Version 0.4.0 renamed ten tools to match user mental models rather than internal layer structure. Old names still work — they are registered as deprecated aliases that point to the new handlers. Deprecated aliases will be removed in 1.0.

| Old name (0.3.x, still works) | New canonical name (0.4.0) | |---|---| | conduit_wrap_request | conduit_optimize_request | | conduit_execute_tool | conduit_call_tool | | conduit_rule_stats | conduit_optimization_stats | | conduit_ab_assign | conduit_ab_get_variant | | conduit_compress | conduit_summarize_history | | conduit_deduplicate | conduit_dedupe | | conduit_handoff | conduit_handoff_pack | | conduit_fetch_handoff | conduit_handoff_load | | conduit_report | conduit_cost_report | | conduit_explain | conduit_explain_request |

Behaviour change — `conduit_deduplicate`

conduit_deduplicate is still accepted as an alias, but in 0.4.0 it now shares its handler with conduit_dedupe — which means its defaults changed:

Case-insensitive by default. "Hello" and "HELLO" are now treated as duplicates. Pass case_sensitive: true to restore the 0.3.x behaviour.
Duplicates are removed by default. The output no longer contains [duplicate of: hash] markers — duplicates are dropped from the list. Pass return: "annotated" to restore the 0.3.x behaviour.

If you relied on the old behaviour, either pin those two parameters or migrate to conduit_dedupe explicitly so the intent is clear.

String-friendly inputs

conduit_dedupe, conduit_summarize_history, and conduit_handoff_pack now accept items: string[] in addition to the legacy {role, content}[] form. Strings are wrapped internally as {role: "user", content: str}. The legacy messages parameter is still accepted on the first two for backwards compatibility.

Compression presets

conduit_summarize_history accepts preset: "aggressive" | "balanced" | "light" so you no longer need to set trigger_tokens and keep_recent_turns by hand. "balanced" matches the 0.3.x defaults. Explicit values still override the preset.

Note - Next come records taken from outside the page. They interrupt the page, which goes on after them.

PR #2, opened 2025-08-31
Support passing morph snapshot id

hjc-puro:
Allows starting from different snapshot (creating new snapshot at the end is still todo)

```sh
 python run_agent.py -q "how much disk space do i have in the terminal tool vm" --morph_snapshot_id snapshot_h3jg94cd
```

How to make a new snapshot to test this:
```sh
hecate "clone this repo and show me the file tree git@github.com:axolotl-ai-cloud/axolotl.git" --save_snapshot_if_success --snapshot_id snapshot_p5294qxt
```
image
This command starts an instance from `snapshot_p5294qxt` and then clones axolotl into it. we then snapshot the instance and get a new task id.

If you would like to ssh into it and manually make changes and then snapshot again you can do this:
```sh
morphcloud instance start snapshot_p5294qxt
# returns instance id like morphvm_1234
morphcloud instance ssh morphvm_1234
# do stuff
morphcloud instance snapshot morphvm_1234
# returns snapshot id like snapshot_abcd
morphcloud instance stop morphvm_1234
```

PR #48852, opened 2026-06-19
fix(gateway): resolve watchdog, env override, and proxy routing on Windows

JoaoMarcos44:
### Overview & Context
This PR resolves three durability and configuration fragility bugs on Windows (Issue #48820).

This is a joint effort:
- Salvaged from the initial work on #48852 by `@JoaoMarcos44`.
- Co-authored and hardened by `@kshitijk4poor` in their salvage PR #48937 to resolve critical regressions in the initial watchdog and proxy monkeypatching.
- Further optimized by `@JoaoMarcos44` to reduce the number of modified files (which was too large reducing it from 19 to 13 files) by streamlining the explicit proxy isolation and cleaning up the commits.

#### Bug 1: Watchdog/Supervision of the Worker (Windows Daemon Loop)
* **Fix**: Added a Python-native watchdog process supervisor (`run_watchdog` loop in [gateway_windows.py](file:///c:/Users/Nitro/hermes-agent/hermes_cli/gateway_windows.py)).
  * Uses Win32 Job Object containment (`ctypes`) to automatically kill the child worker process and all descendant/browser helper processes when the watchdog exits.
  * Implements capped exponential backoff (1s -> 60s max) resetting on healthy runs (>=30s).
  * Implements a circuit breaker (max 5 retries in a rolling 60s window) to prevent infinite CPU-looping on bad config.
  * Implements automatic log rotation for `gateway-stdio.log` to `.old` if it exceeds 5MB, executing before the child process is spawned to avoid Windows file locks.
  * Handles exit code 0 as clean stop and exit code 75 as immediate worker restart.

#### Bug 2: `enabled: false` Ignored When Environment Variables Are Present
* **Fix**: Generalized the explicit config desativation marker (`_enabled_explicit`) across all platforms (built-ins and plugins) during config load, and updated it to use `.get()` instead of `.pop()` in [config.py](file:///c:/Users/Nitro/hermes-agent/gateway/config.py). This ensures subsequent registry loops do not override the user's explicit disablement intent.

#### Bug 3: `trust_env=True` Routing Traffic to System Proxy in Scheduled Tasks
[...]

Issue #48820, opened 2026-06-19
[Windows] Messaging gateway has 3 fragility bugs: no watchdog, env override ignores yaml, aiohttp trust_env misroutes under Scheduled Task


ranlingfeng:
# Hermes messaging gateway on Windows is fragile: three related issues causing silent failure

## Environment

- OS: Windows 10 / Windows 11
- Hermes install path: `%LOCALAPPDATA%\hermes` (git-installed from `NousResearch/hermes-agent`)
- Hermes commit: `b39ec2fc3` on `main` (2026-06-18), with 47 upstream commits behind
- Python: 3.11.15 (uv-managed cpython inside the venv)
- Local proxy present: Clash / FlClashCore / V2RayN listening on `127.0.0.1:7890`
  (TUN mode or system proxy)

## Summary

Three related bugs make the Hermes **messaging gateway** (the part that polls
Telegram / Discord / Weixin / etc., distinct from the desktop GUI dashboard)
unreliable on Windows. They were observed together in a single session, but
each is independently fixable.

---

### Process tree

The gateway is launched by Windows Scheduled Task `Hermes_Gateway` via
`%LOCALAPPDATA%\hermes\gateway-service\Hermes_Gateway.cmd`:

```
Task Scheduler (Logon Trigger, fires ONCE at user login)
  └─ cmd.exe (PID A, runs Hermes_Gateway.cmd)
       └─ pythonw.exe (PID B, `-m hermes_cli.main gateway run`)
            └─ uv-managed cpython (PID C, the actual worker)
```

### Trigger configuration

```powershell
PS> Get-ScheduledTask -TaskName 'Hermes_Gateway' | Format-List Triggers, Settings
Triggers[0] : MSFT_TaskLogonTrigger   # fires once at login, no repetition
Settings.MultipleInstances : IgnoreNew
Settings.ExecutionTimeLimit : PT72H     # 72h hard kill, not the cause here
```

### Failure signature

When PID C receives SIGINT (from a `hermes gateway restart`, a GUI healthcheck,
or any other source):

1. PID C exits
2. PID B (the `pythonw.exe` wrapper) **does not restart** PID C; it exits silently
3. The Scheduled Task sees its process tree end and transitions to `Ready` state
4. **No automatic restart occurs** — `Logon Trigger` only fires once, and the
   wrapper does not supervise the worker

Observables:

- `hermes gateway status` → `✗ No gateway process detected`
[...]

PR #97237, opened 2026-08-28
fix(update): verify Windows gateway relaunch and keep a stderr trace (#48820)

tutan0558:
## Summary

The Windows update pause/resume path trusted the spawn call: a respawned gateway could die within seconds while the update printed `✓ Restarting Windows gateway profile(s)` — and nothing anywhere recorded the death. Reproduced **4 times** on a real install (#48820): no gateway.log line, no exit-diag record, no WER, no Defender detection, because the watcher respawns with `stdout=DEVNULL, stderr=DEVNULL`.

This PR is a focused fix for the silent-death class, on current main:

1. **Verify the relaunch instead of trusting it.** `_resume_windows_gateways_after_update` now polls `gateway_state.json` for a fresh pid (not one of the pre-update pids) that is actually alive in the process table (25s budget). If nothing comes up, the update prints an explicit ⚠ warning with the manual relaunch command (`wscript <hermes_home>\gateway-service\Hermes_Gateway.vbs`) instead of a misleading ✓.

2. **Keep a stderr trace for respawned gateways.** The watcher's respawn now writes stderr to `hermes/logs/gateway-respawn-stderr.log` instead of DEVNULL, so a gateway that dies on startup leaves evidence for the next diagnosis.

## Why this instead of salvaging #48852

#48852 (open, "salvageability: medium" per the sweeper) is a larger watchdog/env/proxy rework based on June's main; its patch no longer applies to current main (files moved/rewritten: `gateway/platforms/matrix.py`, `slack.py`, `config.py`, `run.py` etc. — `git apply` fails on 8 files). This PR deliberately does not touch the watchdog architecture; it closes the worst UX gap of the reported class (silent success + silent death) with a small, reviewable change.

## Reproduction context (for the record)

2026-08-28, v0.20.5 → v0.20.6 hand-off update: old gateway (pid 41672) stalled during shutdown (weixin mid backoff-retry, bad network), was force-killed (`lifecycle_ledger`: "exited UNCLEANLY (no exit path ran — SIGKILL)"). Updater respawned pid 48452 at 08:40:06; it wrote its `gateway.start` exit-diag entry and died within seconds — zero trace. Control: same venv, same machine, gateway launched via the vbs script stays up for hours. Strong suspect is job-object teardown when the updater process exits (the watcher comment at `gateway.py` warns about exactly this: without `CREATE_BREAKAWAY_FROM_JOB` the respawned gateway dies when the parent job tears down), but no crash dump exists to prove it — which is why fix #2 (stderr trace) matters.

## Testing

- `python -m py_compile` on both modified files: OK
- Functional smoke test of `_verify_windows_gateway_relaunch` against the live machine: with `previous_pids={41672, 48452}` it correctly detected the currently-running gateway (pid 65240) as alive and returned `True`

### DIFF
--- a/hermes_cli/gateway.py
+++ b/hermes_cli/gateway.py
@@ -1348,9 +1348,16 @@ def _spawn_gateway_restart_watcher(old_pid: int, run_argv: list[str]) -> bool:
         # been spawned inside a job object (Electron/Tauri parent), and
         # without breakaway the respawned gateway would die when that job
         # tears down. See _subprocess_compat.windows_detach_flags().
+        # Keep a stderr trace for the respawned gateway: with both streams
+        # in DEVNULL, a gateway that dies on startup leaves no evidence at
+        # all (#48820 — reproduced 4x, zero trace each time).
+        _respawn_stderr = os.path.join(
+            os.environ.get("LOCALAPPDATA") or os.path.expanduser("~"),
+            "hermes", "logs", "gateway-respawn-stderr.log",
+        )
         _popen_kwargs = {{
             "stdout": subprocess.DEVNULL,
-            "stderr": subprocess.DEVNULL,
+            "stderr": open(_respawn_stderr, "ab"),
         }}
         # Anchor the respawned gateway at the stable working dir and overlay
         # the env (VIRTUAL_ENV / PYTHONPATH / HERMES_HOME) the windowless
--- a/hermes_cli/update_cmd.py
+++ b/hermes_cli/update_cmd.py
@@ -6825,6 +6825,38 @@ def _refresh_bootstrap_cache_scripts(branch: str = "main") -> None:
     except Exception as exc:
         logger.debug("Could not refresh bootstrap-cache scripts after update: %s", exc)
 
+def _verify_windows_gateway_relaunch(previous_pids, timeout_s=25):
+    """Wait for a fresh gateway pid to appear in gateway_state.json and be alive.
+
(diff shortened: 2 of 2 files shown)


Enough1122:

**Overall:** Surfaces silent Windows gateway respawn failures (#48820) and preserves stderr.

**What it does**
- `hermes_cli/gateway.py:_spawn_gateway_restart_watcher` now opens `LOCALAPPDATA/hermes/logs/gateway-respawn-stderr.log` in `ab` instead of `DEVNULL` for `stderr`; stdout stays `DEVNULL`. Keeps trace when respawned gateway dies on startup.
- `hermes_cli/update_cmd.py:_verify_windows_gateway_relaunch` polls `gateway_state.json` up to 25s for a `pid not in previous_pids` with `_pid_exists(pid)` true; returns `(True,pid)` or `(False,None)` to turn silent death into warning instead of "✓ Restarting".

**Non-blocking notes**
- `open(_respawn_stderr, "ab")` without explicit close — handle inherited by child process; parent fd remains open. Consider `open(..., "ab", buffering=0)` or closing in parent after `Popen` to avoid fd leak.
- Poll interval 2s up to 25s — matches typical Windows SCM start latency; good.
- `get_hermes_home()` respects profile overlay — polling correct profile's `gateway_state.json`.

Good observability fix for flaky respawn.

teknium1:
Windows gateway watchdog relaunch is fixed on main by ab9866bc64 (#100594, proven on windows-latest). Thanks for the repro, @tutan0558; closing as superseded.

Minimal `conduit_optimize_request`

conduit_optimize_request accepts {model, messages} in addition to the full Anthropic Messages request object. The minimal form wraps the pair into a full request, then applies cache breakpoints.

FAQ

Does claude-conduit work with a Claude Max/Pro subscription? Partially. 6 of 8 layers work without an API key. L3 context compression and L7 handoff compression require ANTHROPIC_API_KEY because they call Haiku directly. There is no OAuth passthrough from Max/Pro subscriptions — Anthropic's terms prohibit using subscription credentials to drive programmatic API traffic.

How do I get an API key? Create one at console.anthropic.com. You pay per token; L3 and L7 use Haiku, which is the cheapest model in the lineup.

What does "fallback mode" mean for L3 and L7? Simple character-based truncation instead of semantic compression. Old turns are clipped to fit a token budget rather than summarised by Haiku. Still functional, but materially less effective — you lose information that a summary would have preserved.

Can I use Ollama or another local model? Not currently supported. claude-conduit requires Haiku for L3 and L7 output quality; swapping in a local model would change the compression behaviour in ways we cannot guarantee.

Which layers run by default? All eight. L3 and L7 detect a missing API key at call time and switch to truncation fallback automatically — no configuration needed. Run conduit doctor to confirm which mode each layer will use on your machine.